Passem-se, de imediato, mandados para detenção de ambos.»

- O requerente está actualmente e desde as 00h30m de 2018.02.17, em prisão preventiva.

                                         *

3. - Determina o art. 31º, nº 1 da Constituição da República que o habeas corpus se destina a reagir contra o abuso de poder por virtude de prisão ou detenção ilegal.

         Dispondo, por seu turno, o art. 222º nos seus nºs 1 e 2, que a qualquer pessoa ilegalmente presa o Supremo Tribunal de Justiça concede a providência se a ilegalidade da prisão advier de:

a) Ter sido efectuada ou ordenada por entidade incompetente;

b) Ser motivada por facto pelo qual a lei o não permite;

c) Se mantiver para além dos prazos fixados pela lei ou por decisão judicial.

Neste quadro legal, o Supremo Tribunal de Justiça entende desde há muito, de forma pacífica, que a providência de habeas corpus tem uma natureza excepcional destinando-se a assegurar o direito à liberdade mas não é um recurso. É um remédio único, digamos, a ser usado quando falham as demais garantias do direito de liberdade mas não pode ser utilizado para impugnar quaisquer deficiências ou irregularidades processuais que têm no recurso a sua sede própria de apreciação[1].

Como tem sido foi acentuado por inabarcável jurisprudência deste Supremo Tribunal a providência «não almeja a reanálise do caso; almeja a constatação da ilegalidade, que, por isso mesmo, tem de ser patente» apresentando-se como erro grosseiro ou manifesto abuso de poder. Por isso não pode ser tida como «um sucedâneo dos recursos admissíveis, esses sim os meios ordinários e adequados de impugnação das decisões judiciais».

Terá, pois, natureza excepcional por se propor como reacção expedita perante uma situação de prisão ilegal oriunda de uma inusitada ou patente desconformidade processual, adjectiva ou material que redunde numa situação de prisão ilegal.

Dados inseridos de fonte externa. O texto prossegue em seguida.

PR #4578, opened 2025-07-09
feat(bindings): support building Rust package for Wasm

d-e-s-o:
Tree-sitter claims to support building for WebAssembly and yet on every step of the way there are road blocks if you want something more than download a pre-built WASM binary blob. That people struggle with it is obvious from the various discussions surrounding the matter, e.g.:
- https://github.com/tree-sitter/tree-sitter/discussions/1550
- https://github.com/tree-sitter/tree-sitter/discussions/2010
- https://github.com/tree-sitter/tree-sitter/discussions/1024

It's not just the core library: even languages fail to build for the target (certainly their Rust bindings). As it turns out it's actually not that hard to get going and this change boils down the various recommendations from some of the discussions into making generated language grammars build for the `wasm32-unknown-unknown` target out of the box. All that has to be done is to add and make known a minimal sysroot with header files that make certain types known and stub out core C allocation functions.
Note that the sized type definitions are 32 bit specific and will likely need adjustment once 64 bit WebAssembly is being used more broadly. Given the `wasm32-unknown-unknown` check this should be obvious and can be postponed until `wasm64-unknown-unknown` [0] is more widely used, I think.

[0] https://doc.rust-lang.org/nightly/rustc/platform-support/wasm64-unknown-unknown.html

### DIFF
--- a/crates/cli/src/init.rs
+++ b/crates/cli/src/init.rs
@@ -69,6 +69,10 @@ const RUST_BINDING_VERSION_PLACEHOLDER: &str = "RUST_BINDING_VERSION";
 const LIB_RS_TEMPLATE: &str = include_str!("./templates/lib.rs");
 const BUILD_RS_TEMPLATE: &str = include_str!("./templates/build.rs");
 const CARGO_TOML_TEMPLATE: &str = include_str!("./templates/_cargo.toml");
+const SYSROOT_STDINT_TEMPLATE: &str = include_str!("./templates/stdint.h");
+const SYSROOT_STDLIB_TEMPLATE: &str = include_str!("./templates/stdlib.h");
+const SYSROOT_STRING_TEMPLATE: &str = include_str!("./templates/string.h");
+const SYSROOT_WCTYPE_TEMPLATE: &str = include_str!("./templates/wctype.h");
 
 const INDEX_JS_TEMPLATE: &str = include_str!("./templates/index.js");
 const INDEX_D_TS_TEMPLATE: &str = include_str!("./templates/index.d.ts");
@@ -351,9 +355,31 @@ pub fn generate_grammar_files(
                 generate_file(path, LIB_RS_TEMPLATE, language_name, &generate_opts)
             })?;
 
-            missing_path(path.join("build.rs"), |path| {
-                generate_file(path, BUILD_RS_TEMPLATE, language_name, &generate_opts)
-            })?;
+            missing_path_else(path.join("build.rs"),
+                allow_update,
+                |path| {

Porém, a excepcionalidade da medida de habeas corpus não excluirá a possibilidade de ser usada em alternativa ao recurso ordinário, quando este se revele insuficiente para dar resposta imediata e eficaz à situação de detenção ou prisão ilegal»[2].

Ou dito de outra maneira: a «excepcionalidade da providência de habeas corpus não significa que ela tenha carácter residual ou subsidiário, mas apenas que o seu campo de aplicação está rigorosamente definido: a prisão ilegal. Desde que verificada tal situação o habeas corpus é admissível. Esta solução é hoje incontestável, depois das alterações introduzidas no art. 219º, nº 2 pela Lei nº 48/2007, de 29-08, que veio por termo à jurisprudência do Supremo Tribunal de Justiça que considerava inadmissível o habeas corpus quando tivesse sido interposto, ou houvesse possibilidade de interpor recurso ordinário da decisão»[3].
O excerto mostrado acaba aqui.